PR #1380, opened 2023-03-30
map checkSettings from open and global config

SophieDePaula:
trellos:
https://trello.com/c/I5HQq3xP/1809-cypress-everfi-defining-matchlevel-in-cyeyesopen-and-applitoolsconfigjs-does-not-work
https://trello.com/c/SZTgzwzL/1807-fanduel-eyes-cypress-3300-no-longer-honors-layoutbreakpoints-in-config-file

TODO:
- [x] merge global and open config in openMapping and send that as `config` to `check`
- [x] add an e2e test for checkSettings in open in `cypress-run-checkSettings-globalConfig.test`
- [x] add an e2e test for `visualGridOptions` from config
- [x] add coverage test for `visualGridOptions` from open
- [x] fix unit tests


SophieDePaula:
@zamboney , in this PR I map all relevant `checkSettings` args from `open` and `applitools.config.js` file. So if you have any additional PR we might not need them

js/packages/eyes-storybook/src/checkSettingsParams.js
```diff
@@ -24,6 +24,7 @@ const checkSettingsParams = [
   'selector',
   'fully',
   'fakeIE',
+  'disableBrowserFetching',
```
zamboney, line 27: Is this on purpose?

zamboney (commented):
looking good!

About the tests. Unit tests like this doesn't really tests because there is no guarantee that something will catch in the test if something changes. All this test do is make sure that the input that you enter will produce the output you expected

js/packages/eyes-storybook/src/checkSettingsParams.js
SophieDePaula: @zamboney yes, I forgot to add this parameter to storybook, and working on this PR reminded me of that

pending-changes.yaml
```diff
@@ -64,6 +64,7 @@ Apollo SDK:
     - 
   bug-fix:
     - disableBrowserFetching change from open to check
+    - map values from open and global config
```
SophieDePaula, line 67: @benbabayoff8

kyrylodolynskyi (changes requested):
I walk through the implementation and understand that it is hard to comment on a specific line of code.
Generally speaking the current state of things in cypress is counterintuitive and the implementation is very spaghetti. Don't get me wrong, it doesn't apply to what you did, I am talking about the way it is in cypress. This sdk suffers from the lack of structure and this causes us nothing but problems. I think we have a good opportunity to make things right. I am not talking about changing everything here, just the way we process user input.
So what I propose:
There should be types for transform and merge functions. Here is the functions I propose:
1. `mergeCypressConfigs(config1: CypressConfig, config2: CypressConfig): CypressConfig`, this function we should use to merge config file with open config (both are of type `CypressConfig`)
2. `transformCypressConfig(config: CypressConfig): core.Config`, this function we should use to create a config object which core can process.
3. `transformCypressCheckSettings(settings: CypressCheckSettings): core.CheckSettings`, this function we should use to create a check settings object which core can process.

I believe these three simple functions will simplify the code a lot. I recommend keeping these functions simple without setting any default values or doing some unnecessary code sharing. The logic is fairly trivial, I recommend something like what we have in `eyes` - https://github.com/applitools/eyes.sdk.javascript1/blob/74cf38583d84778dee2b3602edb681003e08d7e7/js/packages/eyes-api/src/input/Configuration.ts#L1077. Just calling each property by name without any loops and arrays of allowed keys, it will give us a super simple impl that is easy to reason about. Where we will see the important differences with "standard" api, so we can push for deprecating what is different.

js/packages/eyes-cypress/src/browser/utils.js
```diff
@@ -0,0 +1,40 @@
...
+      browser.name = 'chrome'
+    }
+    if (browser.deviceName) {
+      browser = {chromeEmulationInfo: browser}
+    }
+    return browser
+  } else {
+    return browser
+  }
+}
```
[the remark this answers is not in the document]
SophieDePaula: @kyrylodolynskyi that's incorrect. If the user sends viewport without `name` the test hangs for me.

js/packages/eyes-cypress/src/browser/utils.js
```diff
@@ -0,0 +1,40 @@
...
+    'disableBrowserFetching',
+  ]
+  const checkSettingsConf = {}
+  for (const [key, value] of Object.entries(config)) {
+    if (checkSettingsParams.includes(key)) {
+      checkSettingsConf[key] = value
+    }
+  }
+  return checkSettingsConf
+}
```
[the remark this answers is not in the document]
SophieDePaula: @kyrylodolynskyi I wanted to send the relevant props to `config.check` and not the entire config

js/packages/eyes-cypress/src/browser/transformCypressConfig.ts
```diff
@@ -0,0 +1,79 @@
+import * as utils from '@applitools/utils'
+
```
SophieDePaula, line 2: @kyrylodolynskyi please take a look a this and lmk what you think.
I still need to create `transformCheckSettings` and update unit tests.

js/packages/eyes-cypress/src/browser/commands.js
```diff
@@ -135,16 +135,9 @@ Cypress.Commands.add('eyesOpen', function (args = {}) {
 
     const appliConfFile = Cypress.config('appliConfFile')
 
-    openToCheckSettingsArgs = eyesOpenToCheckMapValues(args)
+    openAndGlobalConfig = transformCypressConfig({testName, ...appliConfFile, ...args, shouldUseBrowserHooks})
```
kyrylodolynskyi, line 138: What about merging `properties` and other things a little bit smarter than just overriding? You told me that we were doing it before.

js/packages/eyes-cypress/src/browser/commands.js
```diff
@@ -158,15 +151,15 @@ Cypress.Commands.add('eyesCheckWindow', (args = {}) =>
     Cypress.log({name: 'Eyes: check window'})
 
     const settings = eyesCheckMapValues({
```
kyrylodolynskyi, line 153: What the name of the function means?

js/packages/eyes-cypress/test/coverage/generic/cypress/e2e/custom/AdoptedStyleSheetsOnFirefoxOpenConfig.cy.js
```diff
@@ -0,0 +1,21 @@
+/* global cy, expect*/
```
zamboney, line 1: This test isn't needed anymore because firefox support `adoptedStyleSheets

zamboney (approved):
Looking good 😺
@kyrylodolynskyi  10x for the input

js/packages/eyes-cypress/src/browser/transformCypressConfig.ts
```diff
@@ -0,0 +1,79 @@
...
+import type {CypressEyesConfig, CypressBrowser} from '../expose'
+import type {SpecType, Config} from '@applitools/core'
+import type {DesktopBrowserInfo, ChromeEmulationInfo, IOSDeviceInfo, AndroidDeviceInfo} from '@applitools/eyes-api'
+type coreBrowser = DesktopBrowserInfo | ChromeEmulationInfo | IOSDeviceInfo | AndroidDeviceInfo
```
kyrylodolynskyi, line 6: Types should always start with a capital latter. Also this is not the definition of "core browser"

kyrylodolynskyi (changes requested):
I like the `transformCypressConfig` function. Let's discuss everything else on the sync.

js/packages/eyes-cypress/src/browser/mergeCypressConfigs.ts
```diff
@@ -0,0 +1,37 @@
...
+      return openConfig[prop]
+    } else if (openConfig.batch && openConfig.batch.hasOwnProperty(nestedProp)) {
+      return openConfig.batch[nestedProp]
+    } else if (globalConfig.hasOwnProperty(prop)) {
+      return globalConfig[prop]
+    } else if (globalConfig.batch && globalConfig.batch.hasOwnProperty(nestedProp)) {
+      return globalConfig.batch[nestedProp]
+    }
+    return undefined
+  }
```
kyrylodolynskyi, line 36: This seems like an overcomplication to me. Also, you don't need to transform config here, you should simply merge it, which means you don't need to put `batchId` prop in the `batch` object, you will do it when you transform `CypressConfig` to `Config` (`CoreConfig`).

```suggestion
  return {
    ...globalConfig,
    ...openConfig,
    batch: {...globalConfig.batch, ...openConfig.batch}
  }
```

js/packages/eyes-cypress/src/expose.ts
```diff
@@ -20,7 +20,11 @@ type Selector = {selector: string; type?: 'css' | 'xpath'; nodeType?: 'element'
 type Element = HTMLElement | JQuery<HTMLElement>
 type ElementWithOptions = {element: Element; regionId?: string; padding?: any}
 type SpecType = core.SpecType<unknown, unknown, Element, Selector>
-
+export type CypressBrowser = MaybeArray<
+  | NonNullable<CypressEyesConfig['browsersInfo']>[number]
+  | {deviceName: DeviceName; screenOrientation?: api.ScreenOrientationPlain; name?: string}
```
kyrylodolynskyi, line 25: Is this second type (`{deviceName, screenOrientation, name}`) not in the `CypressEyesConfig` type? It should be there.

SophieDePaula: @kyrylodolynskyi It's there because I added it, I just defined a new type so I can export it and use it elsewhere

js/packages/eyes-cypress/src/browser/mergeCypressConfigs.ts
SophieDePaula: @kyrylodolynskyi:
1) Doing what you suggested and doing `{...globalConfig, ....openConfig}` is the same.
2) The logic I presented here is merging , for instance, if the user set in the global config `batch: {id: '1234', name: 'my batch'}` and in open `batchId: '4321'`, I'll need to overwrite the id from the global with the prop I got from open and still keep the `name`

kyrylodolynskyi: 1. It is not the same, because you will get the `batch` object as a composition of `batch` from `globalConfig` and `openConfig`.
2. You are not exactly merging here, you are transforming. The return value of this function is not `CypressConfig`, it is a different type that doesn't have `batchId`, `batchName`, `batchSequenceName`, `notifyOnCompletion` properties (it still has but we don't need to look at them) because they we already processed and used to construct `batch` object. I don't want to introduce a new type, I want us to use only what is necessary, which means in this case we should minimize the work with cypress specific type. If we going to transform this type into something else anyway, why would we split this work? All of the transformations should be done in the `transfromCypressConfig` function.

js/packages/eyes-cypress/src/expose.ts
kyrylodolynskyi: Ah, I get it. You copied it from the `CypressEyesConfig` declaration, but this line works differently here and there. Basically what you did now has a circular dependency. Also, I think (I maybe wrong) you don't need to declare this type here separately because you don't need to use it elsewhere. For such a type to be declared we need to have a good reason. As I wrote in my previous comment, we need to minimize the work with cypress-specific types.

js/packages/eyes-cypress/src/browser/mergeCypressConfigs.ts
SophieDePaula: @kyrylodolynskyi ok, I see your pooint

js/packages/eyes-cypress/src/expose.ts
SophieDePaula: It used to reference itself even before my change:
```
  browser?: MaybeArray<
    | NonNullable<CypressEyesConfig['browsersInfo']>[number]
    | {deviceName: string; screenOrientation?: api.ScreenOrientationPlain; name?: string}
  >
  ```
  I need this type when I transform the user input to the shape `core` expects in `utils`.
Do you have a better suggestion?

Comment (SophieDePaula) [reply js/packages/eyes-cypress/src/expose.ts:25]: I didn't tag you so , @kyrylodolynskyi 👆

File: js/packages/eyes-cypress/src/browser/transformCypressConfig.ts [hunk 12]
```diff
@@ -0,0 +1,56 @@
...
+      proxy: config.proxy,
+      appName: config.appName,
+      testName: config.testName,
+      displayName: config.displayName,
+      batch: {
+        id: getBatchProperty('batchId', 'id'),
+        name: getBatchProperty('batchName', 'name'),
+        sequenceName: getBatchProperty('batchSequenceName', 'sequenceName'),
+        notifyOnCompletion: getBatchProperty('notifyOnCompletion', 'notifyOnCompletion'),
+      },
```
kyrylodolynskyi, line 20: This way it will be much more clear. Also in your implementation, you are losing all other batch properties, for example, `properties`.
```suggestion
      batch: {
        ...config.batch,
        id: config.batchId ?? config.batch?.id,
        name: config.batchName ?? config.batch?.name,
        sequenceName: config.batchSequenceName ?? config.batch?.sequenceName,
        notifyOnCompletion: conifg.notifyOnCompletion ?? config.batch?.notifyOnCompletion,
      },
```

js/packages/eyes-cypress/src/browser/transformCypressCheckSettings.ts
```diff
@@ -0,0 +1,255 @@
...
+            shadowDomSettings['shadow'] = prevSettings
+          }
+        }
+      }
+      regionSettings = {region: shadowDomSettings}
+    }
+    return regionSettings
+  }
+
+  function convertAccessabilityRegions(
```
kyrylodolynskyi, line 108: I don't like that accessibility, floating, and other regions have their own transformation methods. Most of the logic is the same and should be shared.

js/packages/eyes-cypress/src/expose.ts
```diff
@@ -9,60 +9,80 @@
...
+export type Element = HTMLElement | JQuery<HTMLElement>
+export type ElementWithOptions = {element: Element; regionId?: string; padding?: any}
+export type SelectorWithOptions = {region: Selector; regionId?: string; padding?: number | LegacyRegion}
 type SpecType = core.SpecType<unknown, unknown, Element, Selector>
+export type CypressBrowser = MaybeArray<
+  | NonNullable<CypressEyesConfig['browsersInfo']>[number]
+  | {deviceName: DeviceName; screenOrientation?: api.ScreenOrientationPlain; name?: string}
+>
+export type AccessibilityValidation = NonNullable<CypressEyesConfig['defaultMatchSettings']>['accessibilitySettings']
+export type floatingRegion = MaybeArray<
```
kyrylodolynskyi, line 27: Please call types using PascalCase.

js/packages/eyes-cypress/src/expose.ts
```diff
@@ -9,60 +9,80 @@
...
-    | NonNullable<CypressCheckSettings['accessibilityRegions']>[number]
-    | ((ElementWithOptions | Selector | LegacyRegion) & {accessibilityType?: api.AccessibilityRegionTypePlain})
-  >
+  region?: LegacyRegion
+  ignore?: MaybeArray<NonNullable<Element | ElementWithOptions | LegacyRegion | Selector | EyesSelector>>
+  layout?: MaybeArray<NonNullable<Element | ElementWithOptions | LegacyRegion | Selector | EyesSelector>>
+  content?: MaybeArray<NonNullable<Element | ElementWithOptions | LegacyRegion | Selector | EyesSelector>>
+  strict?: MaybeArray<NonNullable<Element | ElementWithOptions | LegacyRegion | Selector | EyesSelector>>
+  floating?: floatingRegion
+  accessibility?: accessibilityRegion
```
kyrylodolynskyi, line 57: I feel dissonance looking at this. You should use the same approach for typing all of the regions. Also, I see that we don't extend this type from the base Configuration class.

kyrylodolynskyi (changes requested):

js/packages/eyes-cypress/src/expose.ts
SophieDePaula: @kyrylodolynskyi I defined the types according to what I see we allow in our docs

js/packages/eyes-cypress/src/browser/transformCypressCheckSettings.ts
SophieDePaula: @kyrylodolynskyi yes there are similarities in the logic for all regions, but there are also differences, I need to check for a specific props in floating and accessibility and map them differently.

kyrylodolynskyi: But there are more similarities than differences. Floating/accessibility regions are just the normal codded region + additional properties. This should be reflected in types as well as in implementation. Any change in the codded region should get the accessibility/floating regions without any additional work. But with this implementation, we have to remember to do the same thing 3 times.
I think you should start with the type definition, from the discussion below I understood that you decided to redefine some types, I am ok with that, but you should build the types with the idea in mind that codded region is the base type for floating and accessibility region types. Then the organization of the implementation should be more obvious.

js/packages/eyes-cypress/src/expose.ts
kyrylodolynskyi: Let's talk about it in the conversation above.

js/packages/eyes-cypress/src/browser/transformCypressCheckSettings.ts
SophieDePaula: @kyrylodolynskyi I understand this can be optimized, but we need to release this fix. Let's do what you suggested as part of Cypress code improvments

pending-changes.yaml
```diff
@@ -72,7 +72,7 @@ Apollo SDK:
   feature:
     - 
   bug-fix:
-    - 
+    - Map values from open and global config
```
SophieDePaula, line 75: @benbabayoff8

js/packages/eyes-cypress/src/browser/transformCypressCheckSettings.ts
kyrylodolynskyi: As for me, this was a Cypress code improvement. We probably not gonna get time to just sit and do refactoring in the whole SDK.
In my opinion, the current state of cypress (the mess) is the result of a chain of decisions to do the right things later in order to release it faster, I am not a fan. This PR is good, it provides some order in the mess it was, so maybe it could be released in the current state, but I don't like this state of mind in the first place.

SophieDePaula: @kyrylodolynskyi I agree with you, but we need to find the balance between these two things and I think we are in agreement that now we are in the better shape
|---|
▶ [What you should do] Find the string "padding" in the material above, and report every line where it occurs.

▶ [Written response]
 type ElementWithOptions = {element: Element; regionId?: string; padding?: any}
+export type ElementWithOptions = {element: Element; regionId?: string; padding?: any}
+export type SelectorWithOptions = {region: Selector; regionId?: string; padding?: number | LegacyRegion}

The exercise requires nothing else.